Mężczyzna z zakrwawioną twarzą leżał na ulicy
Przechodnie nie przeszli obojętnie.
To jedna z interwencji, jaką w ostatnich dniach na poznańskich ulicach podejmowali strażnicy miejscy. Na ulicy Minikowo pomocy potrzebował mężczyzna. W pobliżu byli strażnicy z Nowego Miasta. "Podczas jednej z interwencji podeszła do funkcjonariuszy kobieta i zwróciła uwagę, że na ulicy leży mężczyzna z zakrwawioną twarzą. Strażnicy od razu udali się we wskazane miejsce, gdzie obecny był już przypadkowy kierowca, który zatrzymał się i wezwał karetkę" - relacjonuje Przemysław Piwecki. "Patrol udzielił poszkodowanemu pierwszej pomocy, opatrując rany nosa i głowy.
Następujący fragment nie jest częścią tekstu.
PR #2603, opened 2020-01-22
feat: Add focusTargetOnClose prop to dialog component

scomea:
# Description
This change enables authors to specify an element to focus or callback to invoke when a dialog is unmounted.

## Motivation & context
https://github.com/microsoft/fast-dna/issues/2565

## Issue type checklist

## Process & policy checklist


packages/fast-components-react-base/src/dialog/dialog.props.ts
```diff
@@ -45,6 +45,14 @@ export interface DialogHandledProps extends DialogManagedClasses {
      */
     modal?: boolean;
 
+    /**
+     * Defines where focus goes when the dialog is unmounted.
+     * This is useful because modal dialogs will take focus back until that point in their life cycle.
+     * The element or ref provided will be focused when the dialog unmounts.
+     * Alternatively, providing a callback function gives developers more flexibility if needed.
+     */
+    refocusTarget?: React.RefObject<any> | HTMLElement | (() => void);
```
chrisdholt: I think we should consider alternative names here so we don’t paint ourselves into a corner semantically. Refocus implies returning focus to a previously focused thing - there are valid scenarios where you may need to move focus to something which previously did not have focus. 

What about something along the lines of ‘focusTargetOnClose’, ‘focusTargetOnUnkount’, etc?

packages/fast-components-react-base/src/utilities/extractElement.ts
```diff
@@ -0,0 +1,26 @@
...
+
+        const foundNode: Element | Text | null = ReactDOM.findDOMNode(sourceRef.current);
+
+        if (foundNode instanceof HTMLElement) {
+            return foundNode;
+        }
+    }
+
+    return null;
+}
```
chrisdholt: Could this be useful elsewhere? It seems like since this is somewhat of a generic react utility that `fast-utilities-react` might be a better place for this. Would be great as well to get test coverage.

packages/fast-components-react-base/src/viewport-positioner/viewport-positioner.spec.tsx
```diff
@@ -1645,49 +1645,4 @@ describe("viewport positioner", (): void => {
...
-                    managedClasses={managedClasses}
-                />
-            </div>
-        );
-
-        const positioner: any = rendered.find("BaseViewportPositioner");
-        expect(positioner.instance()["extractElementFromRef"](anchorElement)).toBe(
-            anchorElement.current
-        );
-    });
```
chrisdholt: Should we do a separate PR to extract this utility? It seems significant enough to merit it's own PR.

packages/fast-components-react-base/src/dialog/dialog.props.ts
nicholasrice: What's the reason the Ref.RefObject can be `any`? Don't we want that to be an HTMLElement?

packages/fast-components-react-base/src/utilities/extractElement.ts
```diff
@@ -0,0 +1,26 @@
+import ReactDOM from "react-dom";
+import { isNil } from "lodash-es";
+
+/**
+ * Attempts to extract an html element from a ref
+ */
+export function extractElementFromRef(
+    sourceRef: React.RefObject<any> | HTMLElement
```
nicholasrice: I think this should be `React.RefObject<HTMLElement>`

packages/fast-components-react-base/src/utilities/extractElement.ts
```diff
@@ -0,0 +1,26 @@
+import ReactDOM from "react-dom";
+import { isNil } from "lodash-es";
+
+/**
+ * Attempts to extract an html element from a ref
+ */
+export function extractElementFromRef(
```
nicholasrice: I'd prefer to see a name more inline with the function implementation. This name implies it accepts a ref and returns an element, but it actually accepts a ref *or* an element. Can you either update the name to be more comprehensive or limit the scope of the function?

packages/fast-components-react-base/src/utilities/extractElement.ts
scomea: See https://github.com/microsoft/fast-dna/pull/2613
Moved to the utilities in Base components and added tests,

packages/fast-components-react-base/src/viewport-positioner/viewport-positioner.spec.tsx
scomea: https://github.com/microsoft/fast-dna/pull/2613

packages/fast-components-react-base/src/dialog/dialog.props.ts
scomea: Updated, but moved to it's own pr
https://github.com/microsoft/fast-dna/pull/2613

packages/fast-components-react-base/src/utilities/extractElement.ts
scomea: yep.  Moved to its own pr
https://github.com/microsoft/fast-dna/pull/2613

packages/fast-components-react-base/src/utilities/extractElement.ts
scomea: Any suggestions?  I don't want to limit the scope as part of usefulness is in differentiating when a ref or element is passed in directly as we seem to be doing that in props with some regularity.

scomea: renamed to "extractHtmlElement" in the other PR

scomea: (if further discussion required let's do it there - https://github.com/microsoft/fast-dna/pull/2613)

packages/fast-components-react-base/src/dialog/dialog.props.ts
scomea: renamed to focusTargetOnClose

packages/fast-components-react-base/src/dialog/dialog.spec.tsx
```diff
@@ -263,4 +263,37 @@ describe("dialog", (): void => {
 
         document.body.removeChild(container);
     });
+
+    test("should invoke focusTargetOnClose function on unmount of non-modal dialogs", () => {
```
nicholasrice: Should we also test focus invocation of element / ref<htmlelement> props?

scomea: added one for elements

Ratownicy od razu podjęli decyzję o przewiezieniu mężczyzny do szpitala" - dodaje.
Jak zaznaczyli funkcjonariusze, na szczególne uznanie zasługują przypadkowe osoby, które nie przeszły obojętnie wobec drugiego człowieka, a wezwały pomoc i kto wie, czy nie uratowały życia.